> **WHAT THE TASK REQUIRES**
Present the lines below again, exactly as they stand.

> **Collected data entries**
PR #37, opened 2023-01-22
Alb999 rail alignment value constraints

aothms:
# Rule implementation

> An IfcAlignmentHorizontal shall only nest a list of IfcAlignmentHorizontalSegment (through IfcAlignmentSegment) that has PredefinedType set to LINE, CIRCULARARC or CLOTHOID.

NB The validation service validates requirements that are universally true and not organization or context-specific. For that purpose:

- This rule still needs to be updated to be universally true, with
  - context-specific requirements encoded in IDS (this is possible because the non-rooted entity IfcAlignmentHorizontal can be selected with an attribute constraint on PredefinedType)
  - the rule remainig universal but individual stakeholders "forking" the repository to make organization-specific adaptations
- (or) the rule will remain just an example and will not be merged to the main branch (but can still be invoked through the "sandbox" functionality) 

Considering the following example instantiation diagram

alig dot

the feature has been annotated with the context (name of instance) being operated on in square brackets (`[  ...  ]`)
  
```
@implementer-agreement
@ALB
Feature: Rail Alignment value constraints

  Background: Rail alignment
  
[AL1, AL2]           Given An IfcAlignment
[AL1]                And A relationship IfcRelReferencedInSpatialStructure to IfcAlignment from IfcRail
    
  Scenario: Agreement on allowed values for horizontal segment types
    
[AL1_H]              Given A relationship IfcRelNests from IfcAlignment to IfcAlignmentHorizontal and following that
[AL1_H_S1, AL1_H_S2] Given A relationship IfcRelNests from IfcAlignmentHorizontal to IfcAlignmentSegment and following that
[..., ...]           Given Its attribute DesignParameters
[LINE, HELMERTCURVE] Given Its attribute PredefinedType
    
[raises error        Then the value must be "LINE" or "CIRCULARARC" or "CLOTHOID"
on HELMERTCURVE]
```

> **TASK ANSWER**
PR #37, opened 2023-01-22
Alb999 rail alignment value constraints

aothms:
# Rule implementation

> An IfcAlignmentHorizontal shall only nest a list of IfcAlignmentHorizontalSegment (through IfcAlignmentSegment) that has PredefinedType set to LINE, CIRCULARARC or CLOTHOID.

NB The validation service validates requirements that are universally true and not organization or context-specific. For that purpose:

- This rule still needs to be updated to be universally true, with
  - context-specific requirements encoded in IDS (this is possible because the non-rooted entity IfcAlignmentHorizontal can be selected with an attribute constraint on PredefinedType)
  - the rule remainig universal but individual stakeholders "forking" the repository to make organization-specific adaptations
- (or) the rule will remain just an example and will not be merged to the main branch (but can still be invoked through the "sandbox" functionality) 

Considering the following example instantiation diagram

alig dot

the feature has been annotated with the context (name of instance) being operated on in square brackets (`[  ...  ]`)
  
```
@implementer-agreement
@ALB
Feature: Rail Alignment value constraints

  Background: Rail alignment
  
[AL1, AL2]           Given An IfcAlignment
[AL1]                And A relationship IfcRelReferencedInSpatialStructure to IfcAlignment from IfcRail
    
  Scenario: Agreement on allowed values for horizontal segment types
    
[AL1_H]              Given A relationship IfcRelNests from IfcAlignment to IfcAlignmentHorizontal and following that
[AL1_H_S1, AL1_H_S2] Given A relationship IfcRelNests from IfcAlignmentHorizontal to IfcAlignmentSegment and following that
[..., ...]           Given Its attribute DesignParameters
[LINE, HELMERTCURVE] Given Its attribute PredefinedType
    
[raises error        Then the value must be "LINE" or "CIRCULARARC" or "CLOTHOID"
on HELMERTCURVE]
```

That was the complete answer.